Concept: Inferred Information via Probabilistic Joins

Concept also introduced by Shomit Ghose, Data-X Advisor

This topic has is related to projects that can make predictions on topics where all the data may not be available. For example, the goal may be to predict a feature like “voting preference”, some training data may exist based on name, age, sex, and zip code.  However,  there may be other macro data available in various zip codes that are not tied directly to the target person.

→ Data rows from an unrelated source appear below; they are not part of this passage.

PR #1899, opened 2018-07-16
Reorder dashboard time filter buttons

kevinrobinson:
# Who is this PR for?
K12 SST, administrators, counselors, housemasters

Make the left-most value selected by default, default to shorter time range.

# What does this PR do?
Re-orders the buttons.


kevinrobinson:
selfie

kevinrobinson:
This doesn't work; this is just UI display state and so this leads to the button being selected but the tables showing other date ranges.

PR #2315, opened 2018-12-11
504: Update plan_504 method on student record to read EdPlan for Somerville

kevinrobinson:
Related to https://github.com/studentinsights/studentinsights/pull/2287.

# Who is this PR for?
Somerville educators

The `plan_504` value coming from the SIS export isn't accurate; it overcounts students who have an ed plan set to "previous" status.

# What does this PR do?
To work around this, this PR adds a method to the `Student` model to patch this for Somerville.  We could update the student export to solve this upstream, but this is a faster change and self-contained.  Aside from the complexity downside, this also means doing another query for each read of `plan_504`, which could be expensive for calls like `Student.active.as_json` with an eager include.

This also updates the JS function that decides about showing "504 plan" so that it is stricter, which isn't directly related to the server-side change (since the server-side change for Somerville keeps the same API with the UI).

# Checklists
+ [x] Student Profile
+ [x] School Overview

### DIFF
--- a/app/assets/javascripts/helpers/PerDistrict.js
+++ b/app/assets/javascripts/helpers/PerDistrict.js
@@ -48,18 +48,22 @@ export function orderedDisabilityValues(districtKey) {
   return ORDERED_DISABILITY_VALUES_MAP[districtKey] || [];
 }
 
-// Includes if they "exited" the 504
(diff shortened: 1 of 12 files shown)


kevinrobinson:
selfie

A method of probabilistically joining new features can be used as part of the prediction.  For example another there may be a relationship between voting preference and income and there may be another relationship between zip code and income, so in a probabilistic manner, estimates can be sharpened.

Topic: Probabilistic Joins of Disparate Data Sets

Big Data is vast in volume and also vast in variety, being drawn from a seemingly infinite set of sources.  But Big Data’s full benefit can only be gained if arbitrary data from arbitrary sources can be stitched together in statistically valid ways.  If data from different sources cannot be combined through the existence of common keys, as is traditionally done in database applications, it must instead be stitched together using probability-driven connections.  For example, how do you tie a data set that includes gender with one that includes location if there is no common key?  What statistical truths can be applied to tie these two data sets together?  Probability-driven data joins promise to enable the combining of, and correlation of, data that is drawn from different organizations and different endpoints to yield wholly unique insights.

Concept: Data Engineering via Noise Injection

Introduced by Shomit Ghose, Data-X Advisor

This revolves around the project of creating a code set and experiment to see what level of “fake and automated” requests on internet sites would have the effect of confusing the AI algorithms that track users preferences.  This can be useful to users who want to have increased privacy, and the results can be useful to firms who would want to understand what information would still be reliable about customers if the data collected becomes increasingly noisy.

Data Engineering via Noise Injection

Today, online data trails provide large volumes of private, real-time consumer information to companies doing business on the Internet.  Whether it’s search histories, GPS locations, browsing behavior, or social media content, companies such as Google, Amazon and Facebook are able to mine data streams to gain insights about details that consumers may consider private (and may incorrectly assume is undiscoverable).  The Noise Injection project explores methods by which an individual’s data streams can be obfuscated or rendered statistically invalid via the injection of irrelevant data into an existing data stream.  The project serves to explore the methods by which the data on which machines are trained can be engineered to invalidate the training.  This serves the purpose of both building a mechanism of delivering some amount of Internet privacy to the individual, as well as provide an understanding of how data engineering attacks can be executed so that methods can in turn be developed to defeat malicious attacks by bad-actors.